Naturalmente, nos hicimos muy cercanas; ella, sorprendida de que en el trabajo contrataran a una “provinciana”, como se calificaba, y yo, sorprendida de que mi etiqueta de “marica” no haya sido una vez más un motivo de que mi currículum no pasara siquiera la primera entrevista.
Con el paso del tiempo, compartimos muchas cosas. También fui testigo de un mundo laboral voraz con las mujeres. En aquel momento, aún actuaba en mi defensa mi DNI y mi apariencia, que no era la de Celeste y que irónicamente me cuidó de un montón de cosas.
Inexperta como era, no podía dejar de notar algunos comportamientos inadecuados, que me animaría a decir que aún hoy son moneda corriente en muchos sectores.

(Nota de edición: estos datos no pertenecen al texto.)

PR #595, opened 2017-09-29
[PINCache] Set a default .byteLimit to reduce disk usage & startup time.

appleguy:
This default is fairly low - only 20MB - but for most apps with images
in the size range of 10-50KB, this is still 400-1000 images.

Once some optimizations land to PINCache, we'll match the PINCache
default of 50MB to ensure the default better serves users with larger
objects in the cache.

Apps should preferably set their own byteLimit to an optimal value.

@garrettmoon - one interesting question for us is the best place to
set .byteLimit as an app. Digging into the ASPINRemoteImageDownloader
and doing this type cast is a bit complicated, so a passthrough API
to get the PIN* objects directly might be worthwhile.

### DIFF
--- a/Source/Details/ASPINRemoteImageDownloader.m
+++ b/Source/Details/ASPINRemoteImageDownloader.m
@@ -76,6 +76,15 @@
 @end
 #endif
 
+// Declare two key methods on PINCache objects, avoiding a direct dependency on PINCache.h
+@protocol ASPINCache
+- (id)diskCache;
+@end
+
+@protocol ASPINDiskCache
+@property (assign) NSUInteger byteLimit;
+@end
+
 @interface ASPINRemoteImageManager : PINRemoteImageManager
 @end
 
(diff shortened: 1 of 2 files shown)


pinterest-ios:
<table>
  <thead>
    <tr>
      <th width="50"></th>
          1 Warning
      </th>
     </tr>
  </thead>
  <tbody>
    <tr>
      <td>:warning:</td>
    </tr>
  </tbody>
</table>

</p>

pinterest-ios:
🚫 CI failed with [log](https://gist.githubusercontent.com/pinterest-ios/a10c5d20062c9c5af618daa61742e9c2/raw/53fc347b7569f0f06dfca10684ca4f0fd5239aa4/log.txt)

garrettmoon:
@appleguy Yeah, that's a good idea, but I don't want to get all my Hacktoberfest PRs done in one day :P

Source/Details/ASPINRemoteImageDownloader.m
```diff
@@ -84,7 +84,18 @@ @implementation ASPINRemoteImageManager
...
 {
-  return [[PINRemoteImageManager sharedImageManager] cache];
+  static dispatch_once_t onceToken;
+  static id <PINRemoteImageCaching> cache = nil;
+  dispatch_once(&onceToken, ^{
+    cache = [[PINRemoteImageManager sharedImageManager] cache];
+
+    // Set a default byteLimit. PINCache recently implemented a 50MB default (PR #201).
+    // Ensure that older versions of PINCache also have a byteLimit applied.
+    PINDiskCache *diskCache = [ASDynamicCast(cache, PINCache) diskCache];
```
garrettmoon: I think you need to add a <PINCache/PINCache.h> include at the top.

appleguy:
Thanks! Looking into the right way to either reference, or avoid referencing PINCache as a symbol.

pinterest-ios:
🚫 CI failed with [log](https://gist.githubusercontent.com/pinterest-ios/22fb047c2560be4fd3c378d80db831a7/raw/525f57bfc238b112f2b82e6c698fa759a2db8f41/log.txt)

appleguy:
@garrettmoon FYI, it looks like this test failure is spurious - it doesn't reproduce on my local machine, this patch isn't related, and it will probably pass upon retry. Had to do a fake commit change to poke the server.

    ✗ testThatMultipleBatchFetchesDontHappenUnnecessarily, failed - Too many batch fetches!

maicki:
I had the same issue in a previous PR opened a couple of days ago. I had to manually retry the CI and the next time it finished successfully.

PR #597, opened 2017-10-01
update faq toc links to match the generated html id #trivial

romankl:
Right now the faq- table of contents has links to the different headlines that are mentioned in the faqs, but some of the generated id s don't match the referencing
a tag.


romankl:
Whoops, sorry somehow a lot of whitespaces change got into this PR.

PR #604, opened 2017-10-05
[ASVideoNode] Time observer fix

flovouin:
Hi guys,

I was adding a custom seek bar to a video node, and noticed that when changing the played video, I was still getting `didPlayToTimeInterval` delegate calls for the old video.

You can easily see what I mean in [this sample project](https://github.com/flovouin/Texture-VideoNodeObserver).
The video is reloaded after 2 seconds, and after that, the progress bar goes crazy, switching back and forth between the time info of the two players.
Not releasing the time observer also means that the former video keeps playing in the background, and hence seems to increase CPU consumption (twice the load on my device).

The fix is simple: actually release the time observer when removing the player. Because the observer is linked to the player, I just moved allocation/deallocation of the observer to `addPlayerObservers`/`removePlayerObservers`.

Tell me what you think,
Cheers,

Flo

### DIFF
--- a/CHANGELOG.md
+++ b/CHANGELOG.md
@@ -1,6 +1,7 @@
 ## master
 
 * Add your own contributions to the next release on the line below this with your name.
+- [ASVideoNode] Fix unreleased time observer. [Flo Vouin](https://github.com/flovouin)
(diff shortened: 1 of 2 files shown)


nguyenhuy:
@maicki  Yeap, agreed!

Camila empezó a recibir la atención de los jefes, de un jefe en particular, y por lo tanto debió surfear en las olas de lo que hoy conocemos como acoso laboral.
Me sorprendió (y se lo dije) lo natural y rápido que abordó el tema. Levantó sus hombros y me miro, audaz: “¡Qué querés, es lo normal! Igual, saco provecho”.
Ese “saco provecho” consistía en tener más permiso en sus horas de descanso (porque tenía que estar con él) o podía no trabajar en el sector de atención al cliente, que todos odiábamos porque la gente iba a quejarse. Cosas que lo único que hacían era alejarla del grupo y poner el dedo enjuiciador sobre sus actos, en vez de enjuiciar a aquel que con su poder tomaba decisiones arbitrarias y la acosaba.
Con el tiempo, se volvió fría, distante. Se enteró de cada uno de los rumores sobre ella. Empezó a sentir el peso del juicio de sus pares y se volvió solitaria, siempre detrás de él, como un perrito faldero. Yo intentaba acercarme, pero ya no era lo mismo. Ya no había frescura ni risas, o incluso esa complicidad que se produce en ciertos trabajos cuando la cosa es dura y la paga es poca.
Él le contaba todo, incluso inventaba un poco de más. Estaba casado, pero poco le importaba; tenía su harén en la empresa, para pasar el tiempo. Me enteré de que ella no era la primera y que muchas de las ofendidas habían ocupado el lugar de Camila en algún momento. Ahora me da escalofríos pensar en la impunidad que tienen algunos géneros y posiciones por sobre las otras personas.
Camila había perdido toda amistad; sólo iba a trabajar y esperaba que él la llamara a su oficina, o terminar su turno para volver sola a su barrio. Nunca más salió con nosotras ni se sumaba a las charlas de pasillo.
Un tema tabú
Una tarde, mientras esperábamos que se hiciera la hora de ingreso de los relevos, notamos que ella no vino. El primer comentario fue de la persona a la que Camila debía relevar: “Bue…, hace lo que quiere”.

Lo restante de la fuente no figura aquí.